● **THE TASK**: Reproduce the records below exactly, but only between the lines holding "I don't think" and "helensilva14: Right, it", inclusive.

Start of DATA FOR ANALYSIS

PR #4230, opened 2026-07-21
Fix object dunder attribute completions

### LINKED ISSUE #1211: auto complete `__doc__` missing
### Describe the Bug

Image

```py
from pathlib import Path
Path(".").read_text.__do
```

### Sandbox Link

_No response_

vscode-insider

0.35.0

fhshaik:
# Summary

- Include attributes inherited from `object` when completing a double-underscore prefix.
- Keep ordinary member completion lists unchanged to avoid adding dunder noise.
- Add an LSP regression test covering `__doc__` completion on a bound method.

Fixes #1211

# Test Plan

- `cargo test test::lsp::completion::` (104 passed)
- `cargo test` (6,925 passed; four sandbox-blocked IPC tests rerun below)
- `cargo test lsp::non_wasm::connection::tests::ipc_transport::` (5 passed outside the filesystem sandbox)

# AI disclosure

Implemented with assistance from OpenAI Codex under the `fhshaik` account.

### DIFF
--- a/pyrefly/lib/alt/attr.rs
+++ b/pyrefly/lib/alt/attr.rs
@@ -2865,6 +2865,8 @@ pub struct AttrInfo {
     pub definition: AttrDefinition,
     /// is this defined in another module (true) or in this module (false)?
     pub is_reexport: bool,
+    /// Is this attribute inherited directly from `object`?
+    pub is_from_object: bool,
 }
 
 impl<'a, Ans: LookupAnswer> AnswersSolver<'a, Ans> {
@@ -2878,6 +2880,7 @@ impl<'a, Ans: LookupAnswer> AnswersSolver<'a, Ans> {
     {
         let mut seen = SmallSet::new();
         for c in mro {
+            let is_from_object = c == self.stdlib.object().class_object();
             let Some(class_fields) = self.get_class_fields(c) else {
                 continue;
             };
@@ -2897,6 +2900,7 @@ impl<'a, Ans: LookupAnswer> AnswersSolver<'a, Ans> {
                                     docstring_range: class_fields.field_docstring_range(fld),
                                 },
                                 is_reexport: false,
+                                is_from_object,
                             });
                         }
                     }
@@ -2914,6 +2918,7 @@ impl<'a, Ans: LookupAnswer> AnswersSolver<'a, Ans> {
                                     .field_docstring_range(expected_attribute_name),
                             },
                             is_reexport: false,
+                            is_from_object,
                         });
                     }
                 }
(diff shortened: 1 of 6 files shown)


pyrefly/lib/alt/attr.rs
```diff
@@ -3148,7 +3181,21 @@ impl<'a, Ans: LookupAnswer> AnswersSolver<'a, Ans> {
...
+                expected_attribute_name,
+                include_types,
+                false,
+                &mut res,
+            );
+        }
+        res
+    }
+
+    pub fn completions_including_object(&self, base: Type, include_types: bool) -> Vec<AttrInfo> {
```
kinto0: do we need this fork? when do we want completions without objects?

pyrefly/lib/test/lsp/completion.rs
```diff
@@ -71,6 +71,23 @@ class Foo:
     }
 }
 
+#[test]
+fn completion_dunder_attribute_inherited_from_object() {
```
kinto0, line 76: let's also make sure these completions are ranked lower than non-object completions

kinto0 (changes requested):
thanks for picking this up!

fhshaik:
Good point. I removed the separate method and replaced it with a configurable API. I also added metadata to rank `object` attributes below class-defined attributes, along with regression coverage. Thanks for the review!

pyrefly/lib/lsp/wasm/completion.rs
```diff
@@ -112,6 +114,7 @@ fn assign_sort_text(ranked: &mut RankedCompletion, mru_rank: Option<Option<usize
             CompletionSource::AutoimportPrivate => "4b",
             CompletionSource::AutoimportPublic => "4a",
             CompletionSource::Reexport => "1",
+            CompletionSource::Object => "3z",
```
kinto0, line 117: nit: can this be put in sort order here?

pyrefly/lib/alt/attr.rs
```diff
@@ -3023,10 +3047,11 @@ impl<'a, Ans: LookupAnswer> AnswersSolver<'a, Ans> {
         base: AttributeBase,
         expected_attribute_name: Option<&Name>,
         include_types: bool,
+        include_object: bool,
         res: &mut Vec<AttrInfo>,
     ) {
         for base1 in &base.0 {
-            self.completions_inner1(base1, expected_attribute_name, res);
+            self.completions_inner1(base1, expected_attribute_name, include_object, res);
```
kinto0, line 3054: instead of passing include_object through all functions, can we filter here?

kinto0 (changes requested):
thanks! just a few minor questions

End of DATA FOR ANALYSIS
Start of DATA FOR ANALYSIS

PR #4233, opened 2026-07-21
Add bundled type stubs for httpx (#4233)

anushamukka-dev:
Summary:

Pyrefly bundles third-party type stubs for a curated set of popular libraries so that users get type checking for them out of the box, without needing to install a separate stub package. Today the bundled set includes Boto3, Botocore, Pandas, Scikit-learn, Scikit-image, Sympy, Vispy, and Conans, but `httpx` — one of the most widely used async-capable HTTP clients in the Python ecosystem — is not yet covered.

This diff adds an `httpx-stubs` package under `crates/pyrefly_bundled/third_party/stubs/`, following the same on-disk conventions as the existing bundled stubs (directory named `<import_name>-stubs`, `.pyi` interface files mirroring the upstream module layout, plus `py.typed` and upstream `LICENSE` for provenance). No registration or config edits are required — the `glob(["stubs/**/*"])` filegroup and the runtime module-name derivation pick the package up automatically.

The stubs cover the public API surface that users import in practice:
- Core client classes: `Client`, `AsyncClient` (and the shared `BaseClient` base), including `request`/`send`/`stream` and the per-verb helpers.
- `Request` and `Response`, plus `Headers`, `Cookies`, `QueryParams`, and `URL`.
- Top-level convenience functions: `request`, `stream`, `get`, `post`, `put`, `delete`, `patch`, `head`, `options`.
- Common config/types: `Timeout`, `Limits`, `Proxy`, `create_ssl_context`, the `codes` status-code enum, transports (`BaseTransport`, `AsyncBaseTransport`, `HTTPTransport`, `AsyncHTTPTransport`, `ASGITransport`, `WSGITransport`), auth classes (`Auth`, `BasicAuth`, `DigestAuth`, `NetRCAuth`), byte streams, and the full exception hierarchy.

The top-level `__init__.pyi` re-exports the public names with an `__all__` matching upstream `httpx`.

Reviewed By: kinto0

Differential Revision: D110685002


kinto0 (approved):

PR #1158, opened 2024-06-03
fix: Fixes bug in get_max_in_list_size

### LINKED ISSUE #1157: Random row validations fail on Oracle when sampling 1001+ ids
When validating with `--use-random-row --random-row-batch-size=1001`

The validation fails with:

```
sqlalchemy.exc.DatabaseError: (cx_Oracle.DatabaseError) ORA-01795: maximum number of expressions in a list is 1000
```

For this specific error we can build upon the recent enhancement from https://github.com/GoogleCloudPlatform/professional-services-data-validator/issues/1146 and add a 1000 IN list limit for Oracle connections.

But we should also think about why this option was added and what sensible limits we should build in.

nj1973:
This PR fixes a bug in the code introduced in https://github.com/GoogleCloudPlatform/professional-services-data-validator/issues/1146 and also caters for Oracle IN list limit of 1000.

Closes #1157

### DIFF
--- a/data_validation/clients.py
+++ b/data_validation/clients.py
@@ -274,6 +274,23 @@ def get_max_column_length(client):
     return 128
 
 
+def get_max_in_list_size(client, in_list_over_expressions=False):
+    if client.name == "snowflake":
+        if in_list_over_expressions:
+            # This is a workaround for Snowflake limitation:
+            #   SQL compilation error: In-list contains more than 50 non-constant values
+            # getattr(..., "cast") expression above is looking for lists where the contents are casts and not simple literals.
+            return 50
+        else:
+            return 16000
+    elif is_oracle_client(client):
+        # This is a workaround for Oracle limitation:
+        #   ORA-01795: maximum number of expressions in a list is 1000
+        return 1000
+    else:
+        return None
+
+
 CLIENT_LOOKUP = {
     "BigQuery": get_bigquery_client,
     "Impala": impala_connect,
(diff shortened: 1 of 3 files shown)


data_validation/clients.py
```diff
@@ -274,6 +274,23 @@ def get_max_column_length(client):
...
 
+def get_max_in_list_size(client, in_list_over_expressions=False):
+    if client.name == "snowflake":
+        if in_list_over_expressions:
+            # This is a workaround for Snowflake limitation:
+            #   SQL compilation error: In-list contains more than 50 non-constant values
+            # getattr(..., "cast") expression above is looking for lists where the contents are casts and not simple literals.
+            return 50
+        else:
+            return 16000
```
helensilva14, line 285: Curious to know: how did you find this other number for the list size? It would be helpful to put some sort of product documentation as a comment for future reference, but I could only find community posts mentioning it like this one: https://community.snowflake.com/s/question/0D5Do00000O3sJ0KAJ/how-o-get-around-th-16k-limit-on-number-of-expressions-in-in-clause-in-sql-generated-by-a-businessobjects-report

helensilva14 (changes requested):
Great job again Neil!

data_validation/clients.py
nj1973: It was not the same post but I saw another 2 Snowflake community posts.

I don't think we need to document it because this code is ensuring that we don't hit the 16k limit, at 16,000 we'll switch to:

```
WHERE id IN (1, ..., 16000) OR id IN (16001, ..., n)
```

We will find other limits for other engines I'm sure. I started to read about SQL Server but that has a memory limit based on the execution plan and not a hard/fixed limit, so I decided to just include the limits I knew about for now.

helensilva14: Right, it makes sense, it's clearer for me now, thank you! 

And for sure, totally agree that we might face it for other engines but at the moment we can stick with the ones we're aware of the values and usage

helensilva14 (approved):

End of DATA FOR ANALYSIS

● **SOLUTION TO THE EXERCISE**:
I don't think we need to document it because this code is ensuring that we don't hit the 16k limit, at 16,000 we'll switch to:

```
WHERE id IN (1, ..., 16000) OR id IN (16001, ..., n)
```

We will find other limits for other engines I'm sure. I started to read about SQL Server but that has a memory limit based on the execution plan and not a hard/fixed limit, so I decided to just include the limits I knew about for now.

helensilva14: Right, it makes sense, it's clearer for me now, thank you! 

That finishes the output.